Cognizant Makes TriZetto Unify Agent‑Ready to Cut Prior Authorization Delays

Cognizant Makes TriZetto Unify Agent‑Ready to Cut Prior Authorization Delays

Pulse
PulseMay 30, 2026

Companies Mentioned

Why It Matters

By making AI agents first‑tier consumers of a core payer platform, Cognizant tackles one of the most cited sources of delay in the U.S. health system. Faster prior‑authorization decisions can shorten time‑to‑treatment, reduce provider burnout, and lower administrative costs that currently consume billions of dollars annually. The approach also sets a precedent for regulated, audit‑ready AI integration, a model that could be replicated across claims processing, eligibility verification, and care coordination. If the pilot demonstrates measurable speed gains without compromising clinical safety, it could accelerate broader regulatory acceptance of AI‑driven workflows. Payers may adopt similar headless APIs to meet upcoming CMS mandates, while providers could embed AI agents into electronic health‑record systems, creating a more seamless, data‑rich care experience for patients.

Key Takeaways

  • Cognizant launches AI‑agent‑ready TriZetto Unify with electronic prior‑authorization API.
  • 95% of physicians report prior‑authorization delays; clinicians spend ~13 hours/week on requests.
  • CMS rule imposes payer compliance in 2026 and mandatory ePA APIs in 2027.
  • Three HL7 FHIR‑aligned API resources cover eligibility, documentation, and submission steps.
  • Pilot expected later 2026; broader rollout planned for 2027 after regulatory mandates.

Pulse Analysis

Cognizant’s strategy reflects a broader industry pivot from point‑solution automation to platform‑level AI enablement. By exposing governed, headless APIs, the company sidesteps the classic "AI‑as‑add‑on" trap and instead embeds intelligence at the core of payer workflows. This mirrors moves in fintech where open APIs have unlocked ecosystem innovation; health‑tech is now catching up under regulatory pressure.

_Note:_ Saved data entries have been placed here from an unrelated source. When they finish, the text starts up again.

PR #211, opened 2020-11-10
feat: boot servers via PXE only once by default

### LINKED ISSUE #205: Sidero: PXE-boot "once" into the environment

smira:
Fixes #205

This change makes sure that server gets booted into the environment only
once (unless `.Spec.PXEBootAlways` is set).

If IPMI is used, there're no functional changes, as servers are supposed
to be configured to boot from disk first, and Sidero forces boot from
network as needed.

Without IPMI, now it's possible to set server to boot from network all
the time, and once provisioned, server will boot from disk.

### DIFF
--- a/app/metal-controller-manager/api/v1alpha1/server_types.go
+++ b/app/metal-controller-manager/api/v1alpha1/server_types.go
@@ -89,19 +89,38 @@ type ServerSpec struct {
 	ManagementAPI     *ManagementAPI          `json:"managementApi,omitempty"`
 	ConfigPatches     []ConfigPatches         `json:"configPatches,omitempty"`
 	Accepted          bool                    `json:"accepted"`
+	PXEBootAlways     bool                    `json:"pxeBootAlways,omitempty"`
 }
 
-// ConditionPowerCycle is used to control the powercycle flow.
-const ConditionPowerCycle clusterv1.ConditionType = "PowerCycle"
+const (
+	// ConditionPowerCycle is used to control the powercycle flow.
+	ConditionPowerCycle clusterv1.ConditionType = "PowerCycle"
+	// ConditionPXEBooted is used to record the fact that server got PXE booted.
+	ConditionPXEBooted clusterv1.ConditionType = "PXEBooted"
+)
 
 // ServerStatus defines the observed state of Server.
 type ServerStatus struct {
-	Ready      bool                  `json:"ready"`
-	InUse      bool                  `json:"inUse"`
-	IsClean    bool                  `json:"isClean"`
+	// Ready is true when server is accepted and in use.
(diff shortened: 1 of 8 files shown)


app/metal-controller-manager/api/v1alpha1/server_types.go
```diff
@@ -89,16 +89,25 @@ type ServerSpec struct {
...
+	// ConditionPXEBooted is used to record the fact that server got PXE booted.
+	ConditionPXEBooted clusterv1.ConditionType = "PXEBooted"
+)
 
 // ServerStatus defines the observed state of Server.
 type ServerStatus struct {
-	Ready      bool                  `json:"ready"`
-	InUse      bool                  `json:"inUse"`
-	IsClean    bool                  `json:"isClean"`
+	// +optional
```
smira, line 104: this is crucial to get correct `patch` operations working on the `Status`, as otherwise it fails with `.status.ready field being required`.

app/metal-controller-manager/controllers/server_controller.go
```diff
@@ -61,24 +68,26 @@ func (r *ServerReconciler) Reconcile(req ctrl.Request) (ctrl.Result, error) {
...
 
-	f := func(ready, requeue bool) (ctrl.Result, error) {
-		s.Status.Power = "off"
+	s.Status.Power = "off"
 
-		poweredOn, err := mgmtClient.IsPoweredOn()
-		if err != nil {
-			s.Status.Power = "unknown"
-		}
+	poweredOn, powerErr := mgmtClient.IsPoweredOn()
```
smira, line 73: I understand that power state was read in `defer` to make sure we read the status after we do any changes, but looks like reconcile loop is anyway launched once more, so next interation reads latest state, but this change allows to read the power state only once for the reconcile loop

app/metal-controller-manager/controllers/server_controller.go
```diff
@@ -61,24 +68,26 @@ func (r *ServerReconciler) Reconcile(req ctrl.Request) (ctrl.Result, error) {
...
 		s.Status.Ready = ready
 
 		result := ctrl.Result{Requeue: requeue}
 
-		if err := r.Status().Update(ctx, &s); err != nil {
-			return result, err
+		if err := patchHelper.Patch(ctx, &s, patch.WithOwnedConditions{
+			Conditions: []clusterv1.ConditionType{metalv1alpha1.ConditionPowerCycle},
+		}); err != nil {
+			return result, errors.WithStack(err)
```
smira, line 90: `errors.WithStack` embeds original stack trace in the log message, not perfect, but better than nothing I guess

andrewrynhard (approved):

Historically, prior‑authorization bottlenecks have been addressed with manual process redesigns that yielded modest gains. The AI‑agent model promises exponential speed because it eliminates human latency in routine checks. However, the success hinges on robust governance—policy enforcement, audit trails, and clear human‑in‑the‑loop controls. Cognizant’s emphasis on auditable, policy‑governed access directly answers regulator concerns about algorithmic opacity, positioning the company as a compliant partner for CMS‑mandated digital transformation.

Competitive dynamics will intensify as other health‑IT vendors—Epic, Cerner, and newer AI‑focused startups—seek to expose similar headless services. Cognizant’s multi‑payer, multi‑provider data advantage could create network effects, making its APIs more valuable as more participants join. The real test will be adoption speed and demonstrable reductions in authorization turnaround times. If early pilots show a 30‑40% cut in processing time, the market could see a rapid shift toward AI‑first payer platforms, reshaping the economics of health‑administrative services for the next decade.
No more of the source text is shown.